Du meinst sowas wie im GWN beschrieben?

 *crime wrote:*   

> Das zweite ist, ihr kennt das sicher von debian und zwar wenn ich mit als normaler benutzer in KDE anmelde (non root) das ich dann trotzdem wenn ich in der KDE Shell Konsole bin mich als "su" einloggen kann ? Das Problem ist wenn ich mich als non root anmelde, kann ich erst garnix machen in der shell. Er zeigt noch nichtmal text, ein login sonstwas.
> 
> Währe aber echt ne schöne Sache, wenn es funzen würde 

 

Der Benutzer ist Mitglied der wheel Gruppe?

----------

## Arudil

Das mit Grub gibts bereits als Thread:

https://forums.gentoo.org/viewtopic-t-291374-highlight-grub.html

https://forums.gentoo.org/viewtopic-t-358012-highlight-grub.html

----------

## crime

jo mit grub, dass schaue ich mir später nochmal an, wegen dem su login in dern Shell -> ja user befindet sich in der wheel group !

----------

## crime

Hab was neues....

Ich denke mal mit dem "su" login, das Problem ist nur mit der Konsole, dazu habe ich was in nem anderen Forum gefunden ( http://www.linux-web.de/thread.php?threadid=4731 ), habe dasselbe Problem. Wenn ich echo $PATH mache ist auch keine su vorhanden und weiss garnicht wie ich das Problem jetzt beheben kann !

----------

## STiGMaTa_ch

 *crime wrote:*   

> Wenn ich echo $PATH mache ist auch keine su vorhanden [...]

 

Wie sollte es auch!

Die Path Variable enthält alle Pfade in denen Binaries zu finden sind und nicht die Binaries selber!

Lieber Gruss

STiGMaTa

----------

## crime

Jo aber wie kriege ich die Fehler behoben ,die hier beschrieben sind http://www.linux-web.de/thread.php?threadid=4731 ?

----------

## STiGMaTa_ch

Also ehrlich gesagt...

Ich kapiere nicht was du mir eigentlich sagen willst  :Embarassed: 

Zuerstmal redest du davon, dass du mit "su" einloggen willst.
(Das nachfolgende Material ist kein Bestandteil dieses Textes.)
PR #244, opened 2021-12-12
Fix GTest build on Mac

Maratyszcza:
Specify C++11 target to avoid "no member named 'make_tuple' in namespace 'std'" errors when building GTest on Mac.


eli-schwartz:
Thanks, this looks like it makes sense based on https://github.com/google/googletest/blob/1b18723e874b256c1e39378c6774a90701d70f7a/googletest/cmake/internal_utils.cmake#L196

However, you should bump the revision in releases.json so that it gets released as a new version.

Maratyszcza:
@eli-schwartz PTAL

PR #245, opened 2021-12-12
fluidsynth: Add setup control for OpenMP feature

kcgen:


eli-schwartz:
This seems wrong, why not use a feature option and pass it into the openmp dependency lookup as `required: `?

kcgen:
Thanks for the quick suggestion @eli-schwartz.

eli-schwartz:
Seems to make sense, thanks!

PR #248, opened 2021-12-14
htslib: update to 1.14

SoapGentoo:


subprojects/packagefiles/htslib/test/meson.build
```diff
@@ -0,0 +1,119 @@
...
+
+test('test_hfile',
+  executable(
+    'test_hfile', [
+      htslib_config_h,
+      files(['hfile.c'])],
+    link_with : htslib_test_lib,
+    include_directories: '..',
+    install : false),
+  workdir : meson.project_source_root())
```
eli-schwartz, line 78: FWIW you could get away with a lower version of meson by using join_paths(meson.current_source_dir(), '..') or by assigning current_source_dir from the parent meson.build and reusing that variable. 0.48 is a lot more widespread, especially on stable distros (Debian buster, Ubuntu 20.04 primarily) and it seems fairly easy to do...

PR #252, opened 2021-12-31
vulkan-headers: update to 1.2.203

neheb:
Fixed actual usage by adding a provide line.


eli-schwartz:
Vulkan-Headers upstream doesn't provide a pkg-config file or a cmake file or an anything. How does this provide section fit into expected usage? People cannot do `dependency('vulkan-headers')` because it cannot be satisfied except via fallback... what should they do instead?

neheb:
If dependency cannot be used, how is this meant to be used?

eli-schwartz:
I don't know!

What I'd like to know is how the upstream Khronos Group expects people to consume this. Let's say it is installed as a system dependency, how do projects detect *that*?

neheb:
removed provides line.

PR #253, opened 2021-12-31
opencl-headers: add

neheb:
Added OpenCLHeaders as the name as upstream uses that for its cmake
configuration files.

### DIFF
--- a/releases.json
+++ b/releases.json
@@ -868,6 +868,14 @@
       "1.21.0-1"
     ]
   },
+  "opencl-headers": {
+    "dependency_names": [
+      "openclheaders"
+    ],
+    "versions": [
+      "2021.06.30-1"
+    ]
+  },
   "openh264": {
     "versions": [
       "1.7.0-1"
--- a/subprojects/packagefiles/opencl-headers/meson.build
+++ b/subprojects/packagefiles/opencl-headers/meson.build
@@ -1,0 +1,38 @@
+project(
+  'OpenCLHeaders',
+  'c',
+  license : 'Apache-2.0',
+  version : '2021.06.30',
+)
+
+install_headers(
+  'CL/cl_d3d10.h',
+  'CL/cl_d3d11.h',
+  'CL/cl_dx9_media_sharing.h',
+  'CL/cl_dx9_media_sharing_intel.h',
+  'CL/cl_egl.h',
+  'CL/cl_ext.h',
+  'CL/cl_ext_intel.h',
+  'CL/cl_gl_ext.h',
+  'CL/cl_gl.h',
+  'CL/cl.h',
+  'CL/cl_half.h',
+  'CL/cl_icd.h',
+  'CL/cl_layer.h',
+  'CL/cl_platform.h',
+  'CL/cl_va_api_media_sharing_intel.h',
+  'CL/cl_version.h',
+  'CL/opencl.h',
+  subdir : 'CL',
+)
+
+pkgc = import('pkgconfig')
+pkgc.generate(name: 'OpenCLHeaders',
+  version: '2.2',
+  description: 'C language headers for the OpenCL API'
+)
+
+opencl_headers_dep = declare_dependency(
+  include_directories : include_directories('.'),
+  version : '2.2',
+)
--- a/subprojects/opencl-headers.wrap
+++ b/subprojects/opencl-headers.wrap
@@ -1,0 +1,9 @@
+[wrap-file]
+directory = OpenCL-Headers-2021.06.30
+source_url = https://github.com/KhronosGroup/OpenCL-Headers/archive/refs/tags/v2021.06.30.tar.gz
+source_filename = OpenCL-Headers-2021.06.30.tar.gz
+source_hash = 6640d590c30d90f89351f5e3043ae6363feeb19ac5e64bc35f8cfa1a6cd5498e
+patch_directory = opencl-headers
+
+[provide]
+OpenCLHeaders = opencl_headers_dep


releases.json
```diff
@@ -868,6 +868,14 @@
       "1.21.0-1"
     ]
   },
+  "opencl-headers": {
+    "dependency_names": [
+      "OpenCLHeaders"
+    ],
+    "versions": [
+      "2021-06.30-1"
```
eli-schwartz, line 876:
```suggestion
      "2021.06.30-1"
```

subprojects/packagefiles/opencl-headers/meson.build
```diff
@@ -0,0 +1,16 @@
+project(
+  'OpenCLHeaders',
+  'c',
+  license : 'Apache-2.0',
+  version : '3.0',
```
eli-schwartz, line 5: Where does 3.0 come from? Upstream uses `2.2`.

eli-schwartz (changes requested):
Seems to be missing the wrap file. :p

subprojects/packagefiles/opencl-headers/meson.build
neheb: Correct. sort of.

README.md says it should be 3.0. My guess is that someone forgot to update CMakeLists.txt.

eli-schwartz: Perhaps. The problem then is that OpenCLHeadersConfigVersion.cmake` sets the version as `set(PACKAGE_VERSION "2.2")` so these will disagree.

neheb:
```
FAIL: test_releases (__main__.TestReleases) (step='have_same_provides', name='opencl-headers')
  File "/home/mangix/devstuff/wrapdb/./tools/sanity_checks.py", line 151, in test_releases
    self.assertEqual(sorted(deps), sorted(info.get('dependency_names', [])))
AssertionError: Lists differ: ['openclheaders'] != ['OpenCLHeaders']

First differing element 0:
'openclheaders'
'OpenCLHeaders'

- ['openclheaders']
?   ^   ^^^

+ ['OpenCLHeaders']
?   ^   ^^^


FAIL: test_releases (__main__.TestReleases) (step='check_meson_version', name='opencl-headers')
  File "/home/mangix/devstuff/wrapdb/./tools/sanity_checks.py", line 95, in check_meson_version
    self.assertEqual(subproject['version'], version)
AssertionError: '3.0' != '2021.06.30'
- 3.0
+ 2021.06.30

```

hmmm no idea how to fix these.

eli-schwartz:
I think that wrap provides are case insensitive so just lower-casing it and searching for `dependency('OpenCLHeaders')` should work?

The version discrepancy is entirely confusing, because upstream tags a release according to date and then declares a project version according to the *specification* version, which seems  a bit wrong...

In general it *is* possible to have `pkgconfig.generate()` and `declare_dependency()` declare a version different from the project version. This is typically done in cases where a library API version differs from a project version, but in this case it is less "differs" and more "wasn't thought through" I guess.

neheb:
dependency('OpenCLHeaders') works with the cmake files. dependency('openclheaders') does not with the cmake files. No idea about pkgconfig.

subprojects/packagefiles/opencl-headers/meson.build
neheb: Replaced with 2.2.

neheb:
Lower-cased dependency_names.

eli-schwartz:
pkg-config and cmake lookups are case sensitive.

They query the case-sensitive name via the cmake or pkg-config tools, which themselves look up files with a specific name and filesystems, well, the better class of filesystem, are case sensitive.

Meson itself doesn't need to care though, so a provide section can be looked up either way. So can dependencies provided as custom dependency factories e.g. "system" lookups. In that case, the python code that implements this will declare a (case-sensitive) name mapping for pkg-config or cmake.

subprojects/packagefiles/opencl-headers/meson.build
```diff
@@ -0,0 +1,16 @@
...
+)
+
+pkgc = import('pkgconfig')
+pkgc.generate(name: 'OpenCLHeaders',
+  version: '2.2',
+  description: 'C language headers for the OpenCL API'
+)
+
+opencl_headers_dep = declare_dependency(
+  include_directories : include_directories('CL'),
```
eli-schwartz, line 15: This should declare the version as well, since it defaults to the project version which is not what we want to use here.

That way, `dependency('OpenCLHeaders', version: '==2.2')` will work correctly.

eli-schwartz (changes requested):

subprojects/packagefiles/opencl-headers/meson.build
```diff
@@ -0,0 +1,16 @@
...
+  'OpenCLHeaders',
+  'c',
+  license : 'Apache-2.0',
+  version : '2021.06.30',
+)
+
+pkgc = import('pkgconfig')
+pkgc.generate(name: 'OpenCLHeaders',
+  version: '2.2',
+  description: 'C language headers for the OpenCL API'
```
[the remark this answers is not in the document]
neheb: It does now.

subprojects/packagefiles/opencl-headers/meson.build
neheb: Done.

subprojects/packagefiles/opencl-headers/meson.build
```diff
@@ -0,0 +1,38 @@
...
+)
+
+opencl_headers_dep = declare_dependency(
+  include_directories : include_directories('CL'),
```
eli-schwartz, line 36: Hmm, I think that the include directory should be `'.'` -- the same way we install `CL/*.h` to `includedir/CL/*.h` but don't specify:

>  `subdirs` which subdirs of `include` should be added to the header search path, for example if you install headers into `${PREFIX}/include/foobar-1`, the correct value for this argument would be `foobar-1`

Indeed, the cmake config specifies /usr/include as the correct -I flag too, and the project documentation says to use `#include <CL/opencl.h>`.

eli-schwartz (changes requested):

subprojects/packagefiles/opencl-headers/meson.build
neheb: Good catch.

eli-schwartz:
Since commit 3cd3b2db62d15a530242830218509d3a3549970c there is no need to include a copy of LICENSE.build as the COPYING file from the root of the repo will be used when creating the uploaded release. And it is the same license. :)

neheb:
Great

eli-schwartz:
Thanks!

PR #254, opened 2022-01-02
add libyaml

alex-tee:


subprojects/packagefiles/libyaml/meson.build
```diff
@@ -0,0 +1,54 @@
...
+  'YAML_VERSION_MINOR' : yaml_minor_version,
+  'YAML_VERSION_PATCH' : yaml_patch_version,
+})
+cdata.set_quoted('YAML_VERSION_STRING', meson.project_version())
+
+config_h = configure_file(
+  output: 'config.h',
+  configuration: cdata)
+
+yaml_lib = library('yaml',
```
eli-schwartz, line 27: This is wrong. :(

Actually, this is confusing as heck.

`src/Makefile.am` passes the `-release $(YAML_LT_RELEASE)` flag to libtool, producing a library named `yaml-0` and linked to via... `-lyaml`

subprojects/packagefiles/libyaml/meson.build
```diff
@@ -0,0 +1,54 @@
...
+  'src/loader.c',
+  'src/parser.c',
+  'src/reader.c',
+  'src/scanner.c',
+  'src/writer.c',
+  include_directories: [
+    include_directories('.'),
+    ],
+  version: meson.project_version(),
+  soversion: yaml_major_version + '.' + yaml_minor_version,
```
eli-schwartz, line 40: Upstream library versioning uses libtool compatible versioning `-version-info 2:9:0` which translates to `version: '2.0.9'` and the soversion is directly inferred from version as `soversion: '2'`. it does not include multiple components.

subprojects/packagefiles/libyaml/meson.build
```diff
@@ -0,0 +1,54 @@
...
+  implicit_include_directories: false,
```
eli-schwartz, line 41: As a matter of curiosity, why is this necessary, and why do you then add `include_directories('.')`?

eli-schwartz (dismissed):
This installs:
```
        ├── libyaml.so -> libyaml.so.0.2
        ├── libyaml.so.0.2 -> libyaml.so.0.2.5
        ├── libyaml.so.0.2.5
```

Upstream installs:
```
        ├── libyaml.so -> libyaml-0.so.2.0.9
        ├── libyaml-0.so.2 -> libyaml-0.so.2.0.9
        ├── libyaml-0.so.2.0.9
```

Was meinst du damit? Der Befehl "su" steht für substitute user was auf Deutsch Sinngemäss sowas wie "Benutzer ersetzen" oder Ersatzbenutzer bedeutet. Damit loggst du dich nirgends ein sondern wechselst im Prinzip die Idendität des aktuellen Benutzers.

Dann erzählst du, dass du anscheinend keine Konsole aufmachen kannst.

Und später sagst du dann, dass bei einem echo $PATH kein su vorhanden ist. Allerdings kannst du diesen Befehl ja nur in einer Shell eingeben. Wenn du das jedoch kannst, warum schreibst du dann, dass die "non-root" shell nicht erscheint? Und falls du den Befehl als root eingegeben hast, wie kommst du dann darauf, dass wenn root den Pfad nicht kennt, dein "non-root" Benutzer automatisch die selben Pfade nicht kennt?

Fragen über Fragen...

Daher wäre ich froh, wenn du mal ein wenig Ordnung in das Chaos bringen würdest und dir einige Minuten Zeit nimmst (hier gewinnst du keinen Blumentopf mit besonders 31337 Style cewle funzender Lang oder unhgheimlig snell geriiebnem Texz mit lautr screibfeelern!) deine Frage nochmals zu formulieren.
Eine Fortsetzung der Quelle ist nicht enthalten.